━━ Exercise input

PR #428, opened 2021-01-12
Add ARM64 in supported platforms

odidev:
The following files have been modified:

- In **install-task.sh**: Added linux/arm64 architecture in **is_supported_platform()** function in order to install the binary for arm64 through the script.


andreynering:
Hi @odidev, thanks for contributing!

This file isn't supposed to be edited and it is code generated by using [godownloader](https://github.com/goreleaser/godownloader). I just re-generated it and it should now be working.

PR #430, opened 2021-01-12
Fix attribute name for the watch paragraph

drupol:
Hi,

I'm evaluating the watch (-w) option and I noticed that the documentation needs to be updated.


andreynering:
Hi @drupol,

Thanks for opening this PR, but you are mistaken here. Actually both should work, but our convention is to use lowercase keys, so the documentation is correct.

━━━━

- [Required work]:
Look above for every line with the word "opened" and copy it.

- [Your solution]:
PR #428, opened 2021-01-12
PR #430, opened 2021-01-12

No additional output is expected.